======== Data for this exercise

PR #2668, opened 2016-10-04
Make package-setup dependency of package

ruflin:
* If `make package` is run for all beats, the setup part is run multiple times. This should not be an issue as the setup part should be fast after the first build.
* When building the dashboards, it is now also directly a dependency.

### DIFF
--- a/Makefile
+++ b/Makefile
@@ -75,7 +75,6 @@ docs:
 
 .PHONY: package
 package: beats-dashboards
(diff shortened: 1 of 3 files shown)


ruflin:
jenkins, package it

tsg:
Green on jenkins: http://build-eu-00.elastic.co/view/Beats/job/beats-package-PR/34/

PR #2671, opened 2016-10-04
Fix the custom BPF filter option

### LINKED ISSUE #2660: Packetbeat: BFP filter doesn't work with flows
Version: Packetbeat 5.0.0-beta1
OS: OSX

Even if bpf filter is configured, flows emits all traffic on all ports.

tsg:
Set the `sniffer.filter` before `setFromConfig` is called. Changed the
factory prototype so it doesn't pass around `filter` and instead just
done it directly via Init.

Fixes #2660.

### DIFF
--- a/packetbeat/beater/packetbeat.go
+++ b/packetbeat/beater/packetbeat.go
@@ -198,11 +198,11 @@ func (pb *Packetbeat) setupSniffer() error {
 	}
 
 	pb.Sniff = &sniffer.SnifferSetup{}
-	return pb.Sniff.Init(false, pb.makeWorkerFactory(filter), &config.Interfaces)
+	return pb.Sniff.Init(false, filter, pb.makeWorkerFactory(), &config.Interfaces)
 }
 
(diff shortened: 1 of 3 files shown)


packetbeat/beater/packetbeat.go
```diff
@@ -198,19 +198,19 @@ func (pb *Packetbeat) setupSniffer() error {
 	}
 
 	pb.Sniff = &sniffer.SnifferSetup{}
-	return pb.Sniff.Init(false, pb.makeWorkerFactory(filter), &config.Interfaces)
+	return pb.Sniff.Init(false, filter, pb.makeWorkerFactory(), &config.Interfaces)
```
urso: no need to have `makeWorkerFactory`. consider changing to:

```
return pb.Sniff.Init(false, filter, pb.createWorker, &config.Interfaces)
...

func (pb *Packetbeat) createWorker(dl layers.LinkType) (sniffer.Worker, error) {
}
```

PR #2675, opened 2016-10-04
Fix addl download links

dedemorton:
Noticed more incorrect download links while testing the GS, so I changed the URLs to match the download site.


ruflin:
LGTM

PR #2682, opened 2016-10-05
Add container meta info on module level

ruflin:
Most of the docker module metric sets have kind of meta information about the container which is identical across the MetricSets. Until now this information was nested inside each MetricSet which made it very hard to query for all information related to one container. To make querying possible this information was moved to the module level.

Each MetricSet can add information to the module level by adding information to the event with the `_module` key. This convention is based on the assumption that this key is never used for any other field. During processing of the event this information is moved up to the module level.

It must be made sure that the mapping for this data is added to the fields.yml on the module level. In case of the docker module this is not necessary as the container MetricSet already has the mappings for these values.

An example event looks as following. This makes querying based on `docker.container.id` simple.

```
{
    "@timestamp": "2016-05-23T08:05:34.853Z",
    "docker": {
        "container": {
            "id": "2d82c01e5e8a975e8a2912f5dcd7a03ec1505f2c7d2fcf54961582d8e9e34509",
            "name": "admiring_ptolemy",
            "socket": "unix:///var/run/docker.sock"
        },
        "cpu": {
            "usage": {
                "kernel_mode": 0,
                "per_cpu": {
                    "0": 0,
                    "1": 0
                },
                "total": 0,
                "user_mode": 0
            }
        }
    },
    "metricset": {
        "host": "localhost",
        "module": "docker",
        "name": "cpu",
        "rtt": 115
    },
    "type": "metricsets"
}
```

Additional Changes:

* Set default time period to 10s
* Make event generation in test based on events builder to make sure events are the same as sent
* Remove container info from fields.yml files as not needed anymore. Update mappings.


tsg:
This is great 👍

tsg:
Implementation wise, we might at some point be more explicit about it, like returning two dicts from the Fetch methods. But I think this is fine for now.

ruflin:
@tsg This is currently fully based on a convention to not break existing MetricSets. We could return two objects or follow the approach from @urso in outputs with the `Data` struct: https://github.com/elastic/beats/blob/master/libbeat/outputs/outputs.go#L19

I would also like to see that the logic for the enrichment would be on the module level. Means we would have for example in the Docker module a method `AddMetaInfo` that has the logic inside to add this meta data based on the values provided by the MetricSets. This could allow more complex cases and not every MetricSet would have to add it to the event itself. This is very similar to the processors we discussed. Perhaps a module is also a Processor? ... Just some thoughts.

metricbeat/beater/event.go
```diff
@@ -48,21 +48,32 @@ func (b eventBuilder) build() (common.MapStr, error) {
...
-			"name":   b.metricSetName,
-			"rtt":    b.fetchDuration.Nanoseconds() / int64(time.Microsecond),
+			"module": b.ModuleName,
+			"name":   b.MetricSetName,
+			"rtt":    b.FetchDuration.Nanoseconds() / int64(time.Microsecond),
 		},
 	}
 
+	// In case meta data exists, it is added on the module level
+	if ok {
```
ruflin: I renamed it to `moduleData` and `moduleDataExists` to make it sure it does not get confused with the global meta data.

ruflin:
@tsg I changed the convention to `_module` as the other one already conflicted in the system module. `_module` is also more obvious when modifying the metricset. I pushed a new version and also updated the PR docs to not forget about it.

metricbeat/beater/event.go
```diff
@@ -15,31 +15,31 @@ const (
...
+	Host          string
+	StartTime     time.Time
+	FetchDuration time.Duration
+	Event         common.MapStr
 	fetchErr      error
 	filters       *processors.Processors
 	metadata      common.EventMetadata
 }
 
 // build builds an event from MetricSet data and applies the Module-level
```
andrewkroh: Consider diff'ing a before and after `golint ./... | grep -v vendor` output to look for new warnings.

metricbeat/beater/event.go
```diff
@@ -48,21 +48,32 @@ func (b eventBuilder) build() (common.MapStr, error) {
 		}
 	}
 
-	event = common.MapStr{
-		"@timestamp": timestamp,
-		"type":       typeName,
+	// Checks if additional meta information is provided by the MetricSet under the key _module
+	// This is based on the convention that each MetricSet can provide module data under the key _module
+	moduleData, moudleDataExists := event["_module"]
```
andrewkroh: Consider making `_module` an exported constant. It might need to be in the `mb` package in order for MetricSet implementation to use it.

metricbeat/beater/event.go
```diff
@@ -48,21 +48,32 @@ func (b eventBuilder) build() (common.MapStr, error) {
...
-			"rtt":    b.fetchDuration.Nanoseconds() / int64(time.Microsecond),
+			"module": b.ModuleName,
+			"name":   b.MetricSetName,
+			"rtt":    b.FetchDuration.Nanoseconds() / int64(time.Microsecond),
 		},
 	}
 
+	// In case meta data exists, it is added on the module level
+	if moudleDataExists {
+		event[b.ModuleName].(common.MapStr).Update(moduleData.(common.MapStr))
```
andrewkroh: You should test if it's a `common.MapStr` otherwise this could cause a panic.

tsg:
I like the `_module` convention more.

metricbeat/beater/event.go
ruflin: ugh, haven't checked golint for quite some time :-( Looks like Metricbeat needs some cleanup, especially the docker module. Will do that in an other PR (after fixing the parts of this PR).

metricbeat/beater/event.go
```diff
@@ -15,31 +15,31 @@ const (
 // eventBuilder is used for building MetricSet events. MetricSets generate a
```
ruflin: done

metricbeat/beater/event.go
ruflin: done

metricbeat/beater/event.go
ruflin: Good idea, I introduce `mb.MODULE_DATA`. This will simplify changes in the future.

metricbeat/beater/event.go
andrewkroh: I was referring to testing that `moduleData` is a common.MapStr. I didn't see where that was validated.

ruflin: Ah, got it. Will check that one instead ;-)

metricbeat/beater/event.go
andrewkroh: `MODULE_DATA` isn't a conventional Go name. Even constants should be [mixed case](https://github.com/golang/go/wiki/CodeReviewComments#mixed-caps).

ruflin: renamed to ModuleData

================

**Task goal**
The lines above, from the start of the records through the one containing "factory prototype so", are to be printed exactly, and nothing else is to be included.

**Exercise answer**
PR #2668, opened 2016-10-04
Make package-setup dependency of package

ruflin:
* If `make package` is run for all beats, the setup part is run multiple times. This should not be an issue as the setup part should be fast after the first build.
* When building the dashboards, it is now also directly a dependency.

### DIFF
--- a/Makefile
+++ b/Makefile
@@ -75,7 +75,6 @@ docs:
 
 .PHONY: package
 package: beats-dashboards
(diff shortened: 1 of 3 files shown)


ruflin:
jenkins, package it

tsg:
Green on jenkins: http://build-eu-00.elastic.co/view/Beats/job/beats-package-PR/34/

PR #2671, opened 2016-10-04
Fix the custom BPF filter option

### LINKED ISSUE #2660: Packetbeat: BFP filter doesn't work with flows
Version: Packetbeat 5.0.0-beta1
OS: OSX

Even if bpf filter is configured, flows emits all traffic on all ports.

tsg:
Set the `sniffer.filter` before `setFromConfig` is called. Changed the
factory prototype so it doesn't pass around `filter` and instead just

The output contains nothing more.